Yesterday my baby girl went to her first day at school. Sure, it's a Montessori school, but it's the closest she's come yet to any type of formal education or, as we call it, daycare. The fee to get into this institution is steep, steeper than what we were paying her sitter on The Island, but it isn't just the money that's on my mind, it's the gear she has to pack in to her new wilderness. It's the confusing amount of ... stuff she needs to attend this school. She had to take crib sheets, blankets, a jacket that stays there, a hairbrush, a toothbrush, four changes of clothes and three pairs of shoes, among so much else. That doesn't even include the cloth diapers we don't have yet. Cloth diapers, I don't even know where to begin. Apparently, though, sometime in the 1950s with a giant safety pin and clothesline would be a good beginning point.

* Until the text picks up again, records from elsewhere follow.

PR #7402, opened 2022-02-04
feat(channel): add .url getter

Milo123459:

This simply adds a `.url` getter on channels. This can be specifically useful when working with moving threads between 2 channels.

### DIFF
--- a/packages/discord.js/src/structures/Channel.js
+++ b/packages/discord.js/src/structures/Channel.js
@@ -59,11 +59,11 @@ class Channel extends Base {
 
   /**
    * The URL to the channel
-   * @type {String}
+   * @type {string}
    * @readonly
    */
   get url() {
-    return `https://discord.com/channels/${this.isDM() ? "@me" : this.guild.id}/${this.id}`;
+    return `https://discord.com/channels/${this.isDM() ? '@me' : this.guild.id}/${this.id}`;
   }
 
   /**
--- a/packages/discord.js/src/structures/Channel.js
+++ b/packages/discord.js/src/structures/Channel.js
@@ -63,7 +63,7 @@ class Channel extends Base {
    * @readonly
    */
   get url() {
-    return `https://discord.com/channels/${this.isDMBased() ? '@me' : this.guild.id}/${this.id}`;
+    return `https://discord.com/channels/${this.isDMBased() ? '@me' : this.guildId}/${this.id}`;
   }
 
   /**
--- a/packages/discord.js/src/structures/Channel.js
+++ b/packages/discord.js/src/structures/Channel.js
@@ -58,6 +58,15 @@ class Channel extends Base {
   }
 
   /**
+   * The URL to the channel
+   * @type {String}
+   * @readonly
+   */
+  get url() {
+    return `https://discord.com/channels/${this.isDM() ? "@me" : this.guild.id}/${this.id}`;
+  }
+
+  /**
    * Whether this Channel is a partial
    * <info>This is always false outside of DM channels.</info>
    * @type {boolean}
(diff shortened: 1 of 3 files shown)


Milo123459:
Tests are failing from places I haven't even touched..?

packages/discord.js/src/structures/Channel.js
```diff
@@ -57,6 +57,15 @@ class Channel extends Base {
     return new Date(this.createdTimestamp);
   }
 
+  /**
+   * The URL to the channel
+   * @type {string}
+   * @readonly
+   */
+  get url() {
+    return `https://discord.com/channels/${this.isDM() ? '@me' : this.guild.id}/${this.id}`;
```
ImRodry, line 66:
```suggestion
    return `https://discord.com/channels/${this.isDMBased() ? '@me' : this.guild.id}/${this.id}`;
```

packages/discord.js/src/structures/ThreadChannel.js
```diff
@@ -230,6 +230,15 @@ class ThreadChannel extends Channel {
     return this.guild.channels.resolve(this.parentId);
   }
 
+  /**
+   * The URL to the channel
+   * @type {string}
+   * @readonly
+   */
+  get url() {
+    return `https://discord.com/channels/${this.guild.id}/${this.parent.id}/${this.id}`;
```
ImRodry, line 239: This is not correct, just remove it and keep the one from Channel

Milo123459: Mind explaining why? The URL for threads is channels/guild_id/channel_id/thread_id.

ImRodry: Simply because it isn’t. The format is the exact same one as the Channel one

Milo123459: Ah, I see that without referencing the parent channel it still works. Is it still worth removing this implementation? I feel this one is more explicit and better.

ImRodry: That URL links to the thread’s starter message and not the thread channel, so it’s not even correct

Jiralite: It is wrong. This does not take you to the channel, but the message of the thread. If the thread was orphaned, this would go nowhere.

packages/discord.js/typings/index.d.ts
```diff
@@ -491,6 +491,7 @@ export abstract class Channel extends Base {
   public id: Snowflake;
   public readonly partial: false;
   public type: ChannelType;
+  public url: string;
```
almeidx, line 494:
```suggestion
  public readonly url: string;
```

almeidx (changes requested):

packages/discord.js/src/structures/Channel.js
```diff
@@ -57,6 +57,15 @@ class Channel extends Base {
     return new Date(this.createdTimestamp);
   }
 
+  /**
+   * The URL to the channel
+   * @type {string}
+   * @readonly
+   */
+  get url() {
+    return `https://discord.com/channels/${this.isDMBased() ? '@me' : this.guild.id}/${this.id}`;
```
kyranet, line 66: This should use `guildId` since it's always guaranteed to be set:
```suggestion
    return `https://discord.com/channels/${this.isDMBased() ? '@me' : this.guildId}/${this.id}`;
```

kyranet (changes requested):

packages/discord.js/src/structures/Channel.js
Milo123459: Good catch!

kyranet (approved):

vladfrangu (approved):

iCrawl (approved):

thebigwolfy (approved):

She did well yesterday, walking around and playing while I was still there before getting upset as I went to leave. The teachers told Big Mama when she picked her up that she did great the rest of the day, though, which I knew she would. This morning she was excited and happy up until we walked into her room and then she lost it, again, as I knew she would. The first thing to be done was to change from her sneakers, or "outside shoes," to her softer "indoor shoes." She has three pairs of shoes at the school, which is one more pair than I own. I just hope they all match the four outfits she has. I'm not sure if she's going to daycare or if she's involved in a Cher concert. The teacher spoke to a crying GK in soothing Montessori-ese while I sat there holding her and thinking "Take this child from me and calm her so I can leave!" A mom who was in there assured me that "it will get easier" to which I thought-replied "This is my fourth child, lady, and you know what? It doesn't get easier." I've dropped these kids off at every daycare, sitter and school they've ever attended every morning of their lives and they cry almost all the time and it's never easier. I know they're fine as soon as I walk out of the door, but that doesn't make it easier. I'm leaving my offspring with strangers and they're not happy about it. And I'm not either. JP, just last week, in his sixth year of life and third month of first grade started crying in the mornings out of nowhere. What the hell is so easy about that?
I know GK will get used to the new morning routine. I know that she'll make some little friends and get to know her caretakers and that the Montessori Kool-Aid will go down nice and smoothly, but that doesn't really get me through the day when the first thing in the morning I'm leaving a tear-streaked, seemingly inconsolable child behind. Again.